There he lies, in affectionate decorum,
beside the brother he hated; and thus does the greater good wipe out
the individual wrong.
So now, as in ancient times, we toil steeply up here, with the dead
upon his bier; for not often in Tiverton do we depend on that uncouth
monstrosity, the hearse. It is not that we do not own one,--a rigid box
of that name has belonged to us now for many a year; and when Sudleigh
came out with a new one, plumes, trappings, and all, we broached the
idea of emulating her. But the project fell through after Brad
Freeman's contented remark that he guessed the old one would last us
out. He "never heard no complaint from anybody 't ever rode in it."
That placed our last journey on a homely, humorous basis, and we
smiled, and reflected that we preferred going up the hill borne by
friendly hands, with the light of heaven falling on our coffin-lids.

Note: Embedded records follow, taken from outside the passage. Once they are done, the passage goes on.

PR #299, opened 2025-01-08
Add an implementation of np.vdot to PytatoPyOpenCLArrayContext

### LINKED ISSUE #295: PytatoPyOpenCLArrayContext should support np.vdot() or something similar
I think the difficult part is that one would need to look at the data within the array like objects to determine if they are real or complex. 

However, if an array is tagged to hold complex data at the beginning then we can propagate the tag through the DAG keeping track of whether the data is still complex. Then, when we reach this new function, `vdot`, we can use the appropriate code.

Another way to do it would be to always take the complex conjugate even if the data is real-valued.

cc @inducer

nkoskelo:
closes #295

### DIFF
--- a/arraycontext/impl/pytato/fake_numpy.py
+++ b/arraycontext/impl/pytato/fake_numpy.py
@@ -239,4 +239,10 @@ class PytatoFakeNumpyNamespace(LoopyBasedFakeNumpyNamespace):
     def absolute(self, a):
         return self.abs(a)
 
+    def vdot(self, a: Array, b: Array, order_a: str = "C", order_b: str = "C"):
+
+        flat_a = self.ravel(a, order_a)
+        flat_b = self.ravel(b, order_b)
+
+        return rec_multimap_array_container(pt.vdot, flat_a, flat_b)
     # }}}
--- a/arraycontext/impl/pytato/fake_numpy.py
+++ b/arraycontext/impl/pytato/fake_numpy.py
@@ -239,10 +239,7 @@ class PytatoFakeNumpyNamespace(LoopyBasedFakeNumpyNamespace):
     def absolute(self, a):
         return self.abs(a)
 
-    def vdot(self, a: Array, b: Array, order_a: str = "C", order_b: str = "C"):
+    def vdot(self, a: Array, b: Array):
 
-        flat_a = self.ravel(a, order_a)
-        flat_b = self.ravel(b, order_b)
-
-        return rec_multimap_array_container(pt.vdot, flat_a, flat_b)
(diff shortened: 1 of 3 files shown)


test/test_arraycontext.py
```diff
@@ -271,9 +271,52 @@ def evaluate(np_, *args_):
...
+            ("conj", 1, np.complex128),
+            ("vdot", 2, np.float64),
+            ("vdot", 2, np.complex128),
+            ("abs", 1, np.float64),
+            ("abs", 1, np.complex128),
+            ("sum", 1, np.float64),
+            ("sum", 1, np.complex64),
+            ("isnan", 1, np.float64),
+            ])
+def test_array_context_np_workalike_with_scalars(actx_factory, sym_name, n_args, dtype):
```
inducer, line 302: This looks like largely a copy of the above test. Find a way to avoid the duplication.

arraycontext/impl/pytato/fake_numpy.py
```diff
@@ -239,4 +239,10 @@ def amin(self, a, axis=None):
     def absolute(self, a):
         return self.abs(a)
 
+    def vdot(self, a: Array, b: Array, order_a: str = "C", order_b: str = "C"):
+
+        flat_a = self.ravel(a, order_a)
+        flat_b = self.ravel(b, order_b)
+
+        return rec_multimap_array_container(pt.vdot, flat_a, flat_b)
```
inducer, line 247: Why `ravel` before calling pytato's `vdot`?

nkoskelo: The reshape option within pytato's ```vdot``` assumes that you have an array aranged in "C" order. However, the arraycontext's ```ravel``` option allows the user to specify the ordering.

test/test_arraycontext.py
nkoskelo: I split the old test function into two. This way we see if operation passes for Arrays and ArrayContainers as input. Previously, ```vdot``` and other functions that are not defined for scalar inputs would result in a skipped test even if it passed the other asserts within the test.

arraycontext/impl/pytato/fake_numpy.py
inducer: [numpy](https://numpy.org/doc/stable/reference/generated/numpy.vdot.html) does not have that feature. We should not add it, to avoid possible future incompatibility.

test/test_arraycontext.py
inducer: Can you just tweak the logic in the existing test, instead of introducing duplication?

PR #300, opened 2025-01-10
Use Optional and Tuple to test decorator

alexfikl:
This adds back the `Optional[Array]` that was removed in #299 to fix the ruff warnings.

These are mostly used to test the functionality of the `dataclass_array_container` decorator. Do we want to remove support for old-style `Optional` / `Tuple` / `List` / etc from there instead?

cc @nkoskelo


inducer:
Thanks for catching that. I had missed that during the review. I think we can keep the support for the old-style annotations at least for a bit.

PR #305, opened 2025-03-18
upgrade 'unevaluated array as argument' warning to error

matthiasdiener:
_Please squash_

### DIFF
--- a/arraycontext/impl/pytato/compile.py
+++ b/arraycontext/impl/pytato/compile.py
@@ -620,7 +620,7 @@ class CompiledPyOpenCLFunctionReturningArrayContainer(CompiledFunction):
        type of the callable.
     """
     actx: PytatoPyOpenCLArrayContext
-    pytato_program: pt.target.BoundProgram
+    pytato_program: pt.target.loopy.BoundPyOpenCLExecutable
     input_id_to_name_in_program: Mapping[tuple[Hashable, ...], str]
     output_id_to_name_in_program: Mapping[tuple[Hashable, ...], str]
     name_in_program_to_tags: Mapping[str, frozenset[Tag]]
@@ -665,7 +665,7 @@ class CompiledPyOpenCLFunctionReturningArray(CompiledFunction):
         Name of the output array in the program.
     """
     actx: PytatoPyOpenCLArrayContext
-    pytato_program: pt.target.BoundProgram
+    pytato_program: pt.target.loopy.BoundPyOpenCLExecutable
     input_id_to_name_in_program: Mapping[tuple[Hashable, ...], str]
     output_tags: frozenset[Tag]
     output_axes: tuple[pt.Axis, ...]
@@ -675,7 +675,7 @@ class CompiledPyOpenCLFunctionReturningArray(CompiledFunction):
         from .utils import get_cl_axes_from_pt_axes
         from arraycontext.impl.pyopencl.taggable_cl_array import to_tagged_cl_array
 
-        fn_name = self.pytato_program.program.name
+        fn_name = self.pytato_program.program.entrypoint
 
         input_kwargs_for_loopy = _args_to_device_buffers(
                 self.actx, self.input_id_to_name_in_program, arg_id_to_arg, fn_name)
--- a/arraycontext/impl/pytato/compile.py
+++ b/arraycontext/impl/pytato/compile.py
@@ -564,15 +564,6 @@ def _args_to_device_buffers(actx, input_id_to_name_in_program, arg_id_to_arg):
 
     return input_kwargs_for_loopy
 
-
-def _args_to_cl_buffers(actx, input_id_to_name_in_program, arg_id_to_arg):
-    from warnings import warn
-    warn("_args_to_cl_buffer has been renamed to"
-         " _args_to_device_buffers. This will be"
-         " an error in 2023.", DeprecationWarning, stacklevel=2)
-    return _args_to_device_buffers(actx, input_id_to_name_in_program,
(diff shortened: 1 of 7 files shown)


inducer:
Could you explain the context here? I'd imagine that this will be awfully noisy, for not much gain. Ultimately, one should fix these warnings until they're all gone.

matthiasdiener:
> Could you explain the context here? I'd imagine that this will be awfully noisy, for (IMO) not much gain. Ultimately, one should fix these warnings until they're all gone.

My thought here was that in contrast to most (almost all?) other warnings, this type of warning can have serious performance implications. I was surprised to see this warning appear in the shock1d driver, and they appeared at a point during the execution where *many* other warnings are displayed, and thus this kind of warnings tends to "disappear". I'll set this back to draft, I think we should probably show the name of the compiled function.

alexfikl:
> logger.warning does not deduplicate, in contrast to warnings.warn

You can set `warnings.filterwarnings("always")` to remove deduplication from warnings (can probably even be targeted at this particular warning). Would that not be the same?

> My thought here was that in contrast to most (almost all?) other warnings, this type of warning can have serious performance implications.

If that's the case, wouldn't it be better to disable all warnings on a "production run"?

matthiasdiener:
> > logger.warning does not deduplicate, in contrast to warnings.warn
> 
> You can set `warnings.filterwarnings("always")` to remove deduplication from warnings (can probably even be targeted at this particular warning). Would that not be the same?

TIL, thanks. The interface is a bit clumsy, but it seems to work.

> 
> > My thought here was that in contrast to most (almost all?) other warnings, this type of warning can have serious performance implications.
> 
> If that's the case, wouldn't it be better to disable all warnings on a "production run"?

Sorry, my text probably wasn't very clear here. What I meant is that the issue pointed out by the warnings could have serious implications.

alexfikl:
> TIL, thanks. The interface is a bit clumsy, but it seems to work.

Oops, sorry, I wasn't clear there.. I meant that you can just filter warnings in your top-level driver, not here. I agree that it looks very clumsy as is :(

> Sorry, my text probably wasn't very clear here. What I meant is that the issue pointed out by the warnings could have serious implications.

The antiquary would set much store by our headstones, did he ever find
them out. Certain of them are very ancient, according to our ideas; for
they came over from England, and are now fallen into the grayness of
age. They are woven all over with lichens, and the blackberry binds
them fast. Well, too, for them! They need the grace of some such
veiling; for most of them are alive, even to this day, with warning
skulls, and awful cherubs compounded of bleak, bald faces and sparsely
feathered wings.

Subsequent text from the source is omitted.